A relapse-free period and a good prognosis can be achieved with strict diet control augmented with TPE. Patients who are diagnosed early and are treated promptly have demonstrated that decreasing phytanic acid is always followed by an improvement of ichthyosis and, to some extent, the resolution of neurological manifestations such as cardiac arrhythmias, paraesthesia, loss of muscle tone and ataxia. Hearing and visual loss are not reversible, but the progression gets slowed. Even with complications, as long as patients are compliant with their treatment, comfortable life is expected.

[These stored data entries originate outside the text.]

PR #1213, opened 2016-07-18
Clean up some capabiliity handling and add node match on attrib

VictorLowther:
It Works Fro Me (tm), but I would appreciate testing by others before merging

### DIFF
--- a/rails/app/models/user.rb
+++ b/rails/app/models/user.rb
@@ -54,6 +54,11 @@ class User < ActiveRecord::Base
   has_many    :user_tenant_capabilities
   has_many    :tenants,       -> { distinct }, through: :user_tenant_capabilities
 
+  def capable(cap_name, tid)
+    return true unless Capability.exists?(name: cap_name)
+    User.exists?(["id in (select user_id from utc_mapping where capability = ? AND user_id = ? AND tenant_id = ?)",cap_name, id, tid])
+  end
+
   # Build a map object for capabilities.
   # { tenant_1_id: { cap: [], (parent: #) }, ... }
   def cap_map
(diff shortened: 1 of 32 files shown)


rails/app/models/user.rb
```diff
@@ -54,6 +54,11 @@ def load_uuid
   has_many    :user_tenant_capabilities
   has_many    :tenants,       -> { distinct }, through: :user_tenant_capabilities
 
+  def capable(cap_name, tid)
+    return true unless Capability.exists?(name: cap_name)
```
galthaus: May want to through an error or warning into the log.  This seem like a default behavior that we don't want to encourage.

galthaus:
I'll try it tonight.  To summarize, this mostly reworks the calls, but not the semantic goals of the calls.  It  looks like.  All good.  Should be a faster.

rails/app/models/user.rb
VictorLowther: Yeah, this is a behaviour I am leaving in place while I do the rest of my reworks.  By the end if them I want to be in a disallowed by default unless enabled, but getting there involves auditing everything that happens in the controllers.

VictorLowther:
OK.  The stuff on this branch is a cleaned-up version of what I have been working on at the tip of develop.  I will be pushing more stuff to this PR as I port more cleanups over.

rails/app/models/user.rb
galthaus: Per @zehicle's PR, it might be useful to have this put a warning in the log for a few more iterations until we get everything aligned.  That was more what I was asking for.  I agree with the current and future return plans.

galthaus:
Use you PR and installed a node after bringing up the admin node  and looked around the UI.  LGTM other than the request for a logging message in the base capability checker to try and catch the NODE_RETRY problem faster.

1. Due to excessively high plasma levels of phytanic acid and with added high levels of VLCFA, di- & tri-hydroxycholestanoic acid, and pipecolic acid in IRD, if left untreated or if the patient is poorly complaint, phytanic acid accumulates in myelin sheaths, adipose tissue liver, and kidneys where damage may result in following complications:
2. The exact mechanism has not been clarified yet. However, it is thought that under a molecular distortion hypothesis, that phytanic acid and other metabolites penetrate and disrupt the structural integrity of the retinal cell membrane, cardiac Purkinje cells, ciliary ganglion cells, oligodendrocytes, Schwann cells, osteoblasts and insulin receptors leading to various symptoms and long term manifestations of Refsum disease.[6][31][32]

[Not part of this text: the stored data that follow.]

PR #1218, opened 2016-07-20
fix errors in attrib set and add debugging messages

zehicle:
bad attrib parameters were causing issues with the cluster service role function

added debugging statements to help find the error.


zehicle:
not fixed yet....

PR #1228, opened 2016-07-22
Fix wacky provider create

zehicle:
In a previous version, we tried to precreate the provider to fix that type is needed when we create the new providers and cannot be changed afterwards.

In this version, we just handle it correctly using the API.  The name has to include a random # so that we avoid collisions.


VictorLowther:

PR #1230, opened 2016-07-22
details needs to be JSON, not just an hash

zehicle:
address provider-details not returning


VictorLowther:

PR #1294, opened 2016-09-06
allow prefix more control in node naming process in template

zehicle:
as per request from @galthaus, this change works w/ the wizard prefix generator
it expects that the batch requests will have unique prefix per group.


VictorLowther:

PR #1296, opened 2016-09-13
update metadata on test barclamp so that attribs are editable

zehicle:
minor change to testing barclamp helps testing UX attrib editing


VictorLowther:

PR #107, opened 2018-06-04
Document ExitState enum in api-docs

jkilpatr:


jkilpatr:
not sure how we want to do this.

api-docs/router-dashboard/set-settings.md
```diff
@@ -1,5 +1,16 @@
 # Router dashboard API
 
+## COMMENTS
```
drozdziak1: This changeset is still using endpoint-per-file approach which is not very readable. @kingoflolz Didn't you want to rewrite your docs in the service-per-file fashion? Your stuff probably got merged because of no activity. Can we hold our horses on merging this? Here's an [issue](https://github.com/althea-mesh/althea_rs/issues/113) so that we don't forget about this.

3. Structural similarities between phytanic acid and vitamin A and E have also been implicated for the ocular complications.[7][10]

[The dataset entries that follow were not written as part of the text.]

PR #114, opened 2018-06-05
DON'T MERGE Attempt at making wan always work

jkilpatr:
I'm not trying to get this merged, as it seems to break more than
it fixes, it's mostly here to discuss some code.

### DIFF
--- a/althea_kernel_interface/src/get_neighbors.rs
+++ b/althea_kernel_interface/src/get_neighbors.rs
@@ -1,5 +1,6 @@
 use super::KernelInterface;
 
+use std::collections::HashSet;
 use std::net::IpAddr;
 use std::str::FromStr;
 
@@ -25,8 +26,8 @@ impl KernelInterface {
         Ok(vec)
     }
 
-    pub fn trigger_neighbor_disc(&self) -> Result<(), Error> {
-        for interface in self.get_interfaces()? {
+    pub fn trigger_neighbor_disc(&self, interfaces: &HashSet<String>) -> Result<(), Error> {
+        for interface in interfaces {
             self.run_command("ping6", &["-c1", "-I", &interface, "ff02::1"])?;
         }
         Ok(())
--- a/rita/src/rita_common/tunnel_manager/mod.rs
+++ b/rita/src/rita_common/tunnel_manager/mod.rs
@@ -44,6 +44,8 @@ type Connector = actors::Connector;
 pub enum TunnelManagerError {
     #[fail(display = "DNS lookup error")]
     DNSLookupError,
+    #[fail(display = "No Dev for peer!")]
+    NoDevError,
 }
 
 #[derive(Debug, Clone)]
@@ -251,7 +253,7 @@ impl TunnelManager {
     /// This gets the list of link-local neighbors, and then contacts them to get their
     /// Identity using `neighbor_inquiry` as well as their wireguard tunnel name
     pub fn get_neighbors(&mut self) -> ResponseFuture<Vec<(LocalIdentity, String, IpAddr)>, Error> {
-        KI.trigger_neighbor_disc().unwrap();
+        KI.trigger_neighbor_disc(&self.listen_interfaces).unwrap(); // Pings broadcast address to populate ip neigh
         let neighs: Vec<
             Box<Future<Item = Option<(LocalIdentity, String, IpAddr)>, Error = ()>>,
         > = KI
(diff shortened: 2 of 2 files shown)


althea_kernel_interface/src/get_neighbors.rs
```diff
@@ -25,8 +26,8 @@ impl KernelInterface {
         Ok(vec)
     }
 
-    pub fn trigger_neighbor_disc(&self) -> Result<(), Error> {
-        for interface in self.get_interfaces()? {
+    pub fn trigger_neighbor_disc(&self, interfaces: &HashSet<String>) -> Result<(), Error> {
```
jkilpatr: this may be a decent change, I have no idea why we find neighs on all interfaces then discard the ones not on peer interfaces.

rita/src/rita_common/tunnel_manager/mod.rs
```diff
@@ -261,18 +263,24 @@ impl TunnelManager {
...
+                    let idx = settings
+                        .default_route
+                        .iter()
+                        .position(|s| s == "dev")
+                        .unwrap();
+                    iface = Some(settings.default_route[idx + 1].clone());
+                }
+
+                for i in settings.manual_peers.clone() {
+                    out.push((i, iface.clone()))
```
jkilpatr: while this gets us the right interface it doesn't actually cause the peer discovery to work. I assume the http request doens't get routed right even though ping -i <wan dev> 1.1.1.1 works regardless of the default route, wonder why that is.

rita/src/rita_common/tunnel_manager/mod.rs
```diff
@@ -310,15 +318,17 @@ impl TunnelManager {
         let iface_index = if let Some(dev) = dev.clone() {
             KI.get_iface_index(&dev).unwrap()
         } else {
-            0
+            return Box::new(futures::future::err(TunnelManagerError::NoDevError.into()));
```
jkilpatr: What does dev "none" normally do exactly? does it mean it takes the default route?

jkilpatr:
I think the real conclusion here may just be that screwing with the default route enough to make this work is a bad idea.

althea_kernel_interface/src/get_neighbors.rs
kingoflolz: Looks good to me, I just wanted to make it work 100% of the time so I just pinged everyone, but this should be more efficient. I wonder if there can be any edge case where pinging one interface gets you a response from another interface, but in that case the network is so broken that its not worth trying to probe

rita/src/rita_common/tunnel_manager/mod.rs
kingoflolz: 0 means do whatever the kernel routing table tells us to do, instead of specifying a specific interface (should not be an error)

rita/src/rita_common/tunnel_manager/mod.rs
```diff
@@ -310,15 +318,17 @@ impl TunnelManager {
...
 
+        let dev = dev.unwrap();
+
         Box::new(
             Connector::from_registry()
                 .send(actors::Resolve::host(their_hostname.clone()))
                 .from_err()
                 .and_then(move |res| {
-                    let url = format!("http://[{}%{:?}]:4876/hello", their_hostname, dev);
+                    let url = format!("http://[{}%{}]:4876/hello", their_hostname, dev);
```
kingoflolz: we don't actually use URL anywhere except for debug IIRC, so this shouldn't effect anything

rita/src/rita_common/tunnel_manager/mod.rs
kingoflolz: None stands for the wan interface (sorry probs not very clear, so I think what you did to get the wan interface name is redundant (but it might be better to always explicitly specify interfaces))

rita/src/rita_common/tunnel_manager/mod.rs
drozdziak1: Why do we take `dev` as an `Option` here if we're not going to handle a `None` gracefuly?

rita/src/rita_common/tunnel_manager/mod.rs
drozdziak1: @jkilpatr you probably want the `find()` method here instead of `position()`. Also, why the `unwrap`?

rita/src/rita_common/tunnel_manager/mod.rs
```diff
@@ -251,7 +253,7 @@ impl TunnelManager {
     /// This gets the list of link-local neighbors, and then contacts them to get their
     /// Identity using `neighbor_inquiry` as well as their wireguard tunnel name
     pub fn get_neighbors(&mut self) -> ResponseFuture<Vec<(LocalIdentity, String, IpAddr)>, Error> {
-        KI.trigger_neighbor_disc().unwrap();
+        KI.trigger_neighbor_disc(&self.listen_interfaces).unwrap(); // Pings broadcast address to populate ip neigh
```
drozdziak1: Why the `unwrap`? Is the situation that hopeless here?

rita/src/rita_common/tunnel_manager/mod.rs
```diff
@@ -310,15 +318,17 @@ impl TunnelManager {
         let iface_index = if let Some(dev) = dev.clone() {
             KI.get_iface_index(&dev).unwrap()
         } else {
-            0
+            return Box::new(futures::future::err(TunnelManagerError::NoDevError.into()));
         };
 
+        let dev = dev.unwrap();
```
drozdziak1: `unwrap`, contradictory with the explicit handling above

4. A calcium driven apoptotic damage is implicated for cardiac and neuropathic disorders such as arrhythmias, peripheral neuropathies, hearing and vision loss, and ataxia.[10][30]
Genetic counseling plays a pivotal role in Refsum disease by educating patients and their family members through an in-depth discussion of the inheritance, to help them make informed medical and personal decisions, such as having children.
1. Parents
2. Siblings
3. Offspring
Dietary restriction is encouraged to eliminate phytol-containing foods, such as meat or fats, from ruminating animals (lamb, beef, and certain fish), baked goods containing animal fats, and dairy products such as butter and cheese.
The patient should avoid rapid weight loss or fasting because they cause a rapid mobilization of phytanic acid from hepatic lipid and body adipose stores.
Drugs like amiodarone and ibuprofen should not be used.
Refsum disease is a rare and complex disease. Managing this disease requires an interprofessional team of healthcare professionals that includes nurses, laboratory technologists, dietitians, and physicians in different specialties. While the internist is almost always involved in the care of patients, it is important to consult with an interprofessional team of specialists that include an ophthalmologist, neurologist, geneticist, nephrologist, dermatologist, cardiologist, and audiologist. Frequent plasma levels of phytanic acid should be measured. Routine ophthalmological and cardiological evaluations are done to identify visual and cardiac problems.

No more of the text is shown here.